PR #1003, opened 2019-06-21
Limit each job to use only 2Gb cpu and 9Gb memory

chaodaiG:


adrcunha:
/hold

I'm not sure this will work as you expect. This would limit CPU/mem, but the jobs requiring it would still be slow.

srinivashegde86:
I think we can close this now as we have added the limits in https://github.com/knative/test-infra/pull/1004

chaodaiG:
They do different things, this PR limits request, while the other limits limit

adrcunha:
Let's wait a bit and see how the cluster behaves during the weekend. Then we can check the graphs and make more sense of this PR.

/hold

chaodaiG:
sgtm

PR #1008, opened 2019-06-21
Also show ko version on presubmit

adrcunha:


scripts/presubmit-tests.sh
```diff
@@ -296,6 +296,8 @@ function main() {
     kubectl version --client
     echo ">> go version"
     go version
+    echo ">> ko version"
+    ko version
```
chaodaiG: this command somehow doesn't work on my machine

adrcunha: You must use the latest ko.

adrcunha:
Prow is not using the latest prow-tests image, thus `ko version` doesn't work.

adrcunha:
The version not being displayed is actually caused by an intenal error in ko:

https://github.com/google/ko/blob/master/pkg/commands/version.go#L46

adrcunha:
`ko version` actually displays the hash of its HEAD commit in the local git tree, which is NOT what we want.
We need a better way.
/close

PR #1009, opened 2019-06-21
actual config yaml used for monitoring

### LINKED ISSUE #974: [monitoring] create config yaml

steuhs:

Fixes #974 


steuhs:
> 1. Since only ci-code-coverage tests are labelled now, let's make `prs-affected` to be 0 for now so we can actually test the whole flow without labelling additional jobs
> 2. I think the config validation unit test still points to the sample one. Update the url in the unit test to validate the new config. https://github.com/knative/test-infra/blob/master/tools/monitoring/config/config_test.go#L201

Done

PR #888, opened 2019-06-10
Add rbac  permission for plank on prowjobs

chaodaiG:
k8s Prow has updates on plank rbac in April 2019, added `get` permission for prowjobs:  https://github.com/kubernetes/test-infra/commit/faf86a5614b39db9633e26be3a265be24aa8eb35#diff-06da85d3bc6241ba7c85d456254c6819

This might be the cause of us getting lots of `403 forbidden` in Prow logs, i.e.: [example log](https://pantheon.corp.google.com/logs/viewer?project=knative-tests&minLogLevel=0&expandAll=false&timestamp=2019-06-10T15%3A30%3A10.997000000Z&customFacets=jsonPayload.component%2CjsonPayload.level&limitCustomFacetWidth=false&dateRangeStart=2019-05-28T16%3A03%3A04.944Z&interval=CUSTOM&resource=container%2Fcluster_name%2Fprow%2Fnamespace_id%2Fdefault&scrollTimestamp=2019-05-28T16%3A05%3A52.000000000Z&dateRangeEnd=2019-05-28T17%3A03%3A04.944Z&advancedFilter=resource.type%3D%22container%22%0Aresource.labels.container_name%3D%22plank%22%0Aresource.labels.namespace_id%3D%22default%22%0Aresource.labels.instance_id%3D%22868475937429195195%22%0Aresource.labels.zone%3D%22us-central1-f%22%0Aresource.labels.pod_id%3D%22plank-8495fbc6ff-r7rtb%22%0Aresource.labels.project_id%3D%22knative-tests%22%0Aresource.labels.cluster_name%3D%22prow%22%0Atimestamp%3D%222019-05-28T16%3A03%3A53.000000000Z%22%0AinsertId%3D%22bnnqphg1mcfknq%22)

PR #1012, opened 2019-06-22
Have a single target to fully update the Prow cluster

adrcunha:


ci/prow/Makefile
```diff
@@ -41,6 +41,8 @@ update-boskos-config: get-cluster-credentials
 update-cluster: get-cluster-credentials
 	kubectl apply -f cluster.yaml
 
+update-full: get-cluster-credentials update-cluster update-config update-boskos
```
chaodaiG: should we consider add a target for update config-start.yaml?

adrcunha: Ah..  I didn't notice that before. LimitRange stuff should go in cluster.yaml, not in cluster_start.yaml.

chaodaiG: there is still a need for applying config_start.yaml, like this one: https://github.com/knative/test-infra/pull/888

chaodaiG:
/lgtm
/hold
in case you are interested in my nit

ci/prow/Makefile
adrcunha: This is a rare case. I prefer not having a rule to apply config_start.yaml, so whoever has to do it really knows that it's needed (instead of someone blindly applying the rule).

/hold cancel

PR #1013, opened 2019-06-22
fix(dep-collector): Rebuild dep-collector unconditionally

rhuss:
Don't reuse an existing dep-collector in /go/bin as this might be broken
and might be created by a different job which requires a different
version.
Instead rebuild dep-collector for each run afresh, either by
picking it up from a vendored dependency,
or, if toosl/dep-collector is not vendored in the project under test,
then install the latest version directly over the air.

The `go get` for licenseclassifier has been removed as this will be
performed implicitely by the build of dep-collector anyway.

I would recommend to switch over for other go tools, too, to *not*
pick up existing binaries especially when there are different versions
used in different projects (which is why there is support for installing
from the vendor dir, right ?). So `run_go_tool` looks broken to me anyway.

### DIFF
--- a/scripts/library.sh
+++ b/scripts/library.sh
@@ -376,16 +376,25 @@ function update_licenses() {
   cd ${REPO_ROOT_DIR} || return 1
   local dst=$1
   shift
-  run_go_tool ./vendor/github.com/knative/test-infra/tools/dep-collector dep-collector $@ > ./${dst}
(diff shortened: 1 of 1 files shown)


rhuss:
This will fix the issue we have in kn-client with all PR builds, e.g. https://github.com/knative/client/pull/134

adrcunha:
Closing in favor of #1023.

-=-=-=-=-

◆ What is expected ◆
Look through the records and copy down every line that holds "latest".

◆ The completed task ◆
adrcunha: You must use the latest ko.
Prow is not using the latest prow-tests image, thus `ko version` doesn't work.
then install the latest version directly over the air.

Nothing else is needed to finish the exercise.